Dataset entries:
*** Block opens ***

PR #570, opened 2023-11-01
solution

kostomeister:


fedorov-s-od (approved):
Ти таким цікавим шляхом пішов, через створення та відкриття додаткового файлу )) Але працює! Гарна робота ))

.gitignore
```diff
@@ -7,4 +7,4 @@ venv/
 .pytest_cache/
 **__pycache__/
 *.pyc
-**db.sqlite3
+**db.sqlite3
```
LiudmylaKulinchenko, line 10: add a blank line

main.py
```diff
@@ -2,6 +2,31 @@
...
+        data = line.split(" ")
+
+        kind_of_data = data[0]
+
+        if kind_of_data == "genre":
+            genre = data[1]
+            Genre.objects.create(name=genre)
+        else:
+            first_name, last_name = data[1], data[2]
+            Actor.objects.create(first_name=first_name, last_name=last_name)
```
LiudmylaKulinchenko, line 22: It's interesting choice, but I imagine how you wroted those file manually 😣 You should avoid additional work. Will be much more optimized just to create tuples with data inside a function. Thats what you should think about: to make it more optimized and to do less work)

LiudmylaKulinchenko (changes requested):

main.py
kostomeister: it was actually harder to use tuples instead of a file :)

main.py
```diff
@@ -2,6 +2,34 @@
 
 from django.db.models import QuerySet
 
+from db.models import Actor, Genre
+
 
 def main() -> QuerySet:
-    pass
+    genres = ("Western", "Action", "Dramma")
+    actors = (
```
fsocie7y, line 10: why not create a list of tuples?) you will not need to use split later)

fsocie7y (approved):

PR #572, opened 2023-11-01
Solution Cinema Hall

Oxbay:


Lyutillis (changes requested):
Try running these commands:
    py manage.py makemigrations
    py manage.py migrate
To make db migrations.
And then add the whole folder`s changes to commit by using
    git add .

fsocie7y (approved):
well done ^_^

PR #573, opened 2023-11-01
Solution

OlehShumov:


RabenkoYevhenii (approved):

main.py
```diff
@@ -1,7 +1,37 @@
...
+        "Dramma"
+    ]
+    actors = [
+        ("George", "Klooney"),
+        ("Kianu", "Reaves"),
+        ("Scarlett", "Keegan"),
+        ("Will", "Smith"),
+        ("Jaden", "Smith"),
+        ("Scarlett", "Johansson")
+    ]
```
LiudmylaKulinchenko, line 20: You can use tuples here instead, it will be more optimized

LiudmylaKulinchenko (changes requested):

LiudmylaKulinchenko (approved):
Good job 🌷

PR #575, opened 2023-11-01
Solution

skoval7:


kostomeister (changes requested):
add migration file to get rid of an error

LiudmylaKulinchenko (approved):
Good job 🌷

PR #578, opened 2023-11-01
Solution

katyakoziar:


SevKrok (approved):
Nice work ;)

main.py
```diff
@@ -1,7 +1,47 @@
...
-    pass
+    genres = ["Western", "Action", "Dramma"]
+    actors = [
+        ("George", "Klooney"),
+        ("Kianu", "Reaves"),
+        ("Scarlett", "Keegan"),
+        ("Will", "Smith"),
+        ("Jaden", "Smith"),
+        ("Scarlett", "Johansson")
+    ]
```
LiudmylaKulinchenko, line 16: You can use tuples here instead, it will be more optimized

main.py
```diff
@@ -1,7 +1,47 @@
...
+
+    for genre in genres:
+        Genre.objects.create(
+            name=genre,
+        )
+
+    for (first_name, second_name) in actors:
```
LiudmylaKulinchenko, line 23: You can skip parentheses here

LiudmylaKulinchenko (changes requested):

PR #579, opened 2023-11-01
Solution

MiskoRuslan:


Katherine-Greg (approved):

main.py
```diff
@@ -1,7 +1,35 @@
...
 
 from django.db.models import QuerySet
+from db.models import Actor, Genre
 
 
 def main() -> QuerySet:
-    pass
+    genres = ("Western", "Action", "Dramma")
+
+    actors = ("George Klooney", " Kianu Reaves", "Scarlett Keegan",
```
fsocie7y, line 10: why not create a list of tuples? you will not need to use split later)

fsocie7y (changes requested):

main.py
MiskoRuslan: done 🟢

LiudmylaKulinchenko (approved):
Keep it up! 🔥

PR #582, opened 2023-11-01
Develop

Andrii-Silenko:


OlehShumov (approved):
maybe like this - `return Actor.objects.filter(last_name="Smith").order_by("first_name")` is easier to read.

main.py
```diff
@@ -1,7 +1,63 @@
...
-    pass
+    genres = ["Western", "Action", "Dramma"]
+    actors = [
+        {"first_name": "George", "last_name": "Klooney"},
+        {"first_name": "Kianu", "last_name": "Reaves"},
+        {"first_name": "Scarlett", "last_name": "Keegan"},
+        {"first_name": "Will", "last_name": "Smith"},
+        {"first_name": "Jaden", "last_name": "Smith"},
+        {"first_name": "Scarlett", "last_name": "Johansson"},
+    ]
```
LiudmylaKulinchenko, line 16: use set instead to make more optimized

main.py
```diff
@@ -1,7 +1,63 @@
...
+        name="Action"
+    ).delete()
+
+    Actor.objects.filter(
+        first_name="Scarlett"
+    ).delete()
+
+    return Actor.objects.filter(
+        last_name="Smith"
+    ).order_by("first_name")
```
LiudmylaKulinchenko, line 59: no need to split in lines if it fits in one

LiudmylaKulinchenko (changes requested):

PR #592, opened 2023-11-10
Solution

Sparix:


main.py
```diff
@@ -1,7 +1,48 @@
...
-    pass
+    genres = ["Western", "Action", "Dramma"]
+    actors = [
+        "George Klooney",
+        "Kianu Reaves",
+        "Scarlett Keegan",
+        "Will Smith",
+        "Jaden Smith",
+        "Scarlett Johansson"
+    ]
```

*** Block closes ***

== Exercise directions ==
For the string "Scarlett", search the preceding data and copy every line that includes it.

== Answer to this problem ==
+        ("Scarlett", "Keegan"),
+        ("Scarlett", "Johansson")
+        ("Scarlett", "Keegan"),
+        ("Scarlett", "Johansson")
+    actors = ("George Klooney", " Kianu Reaves", "Scarlett Keegan",
+        {"first_name": "Scarlett", "last_name": "Keegan"},
+        {"first_name": "Scarlett", "last_name": "Johansson"},
+        first_name="Scarlett"
+        "Scarlett Keegan",
+        "Scarlett Johansson"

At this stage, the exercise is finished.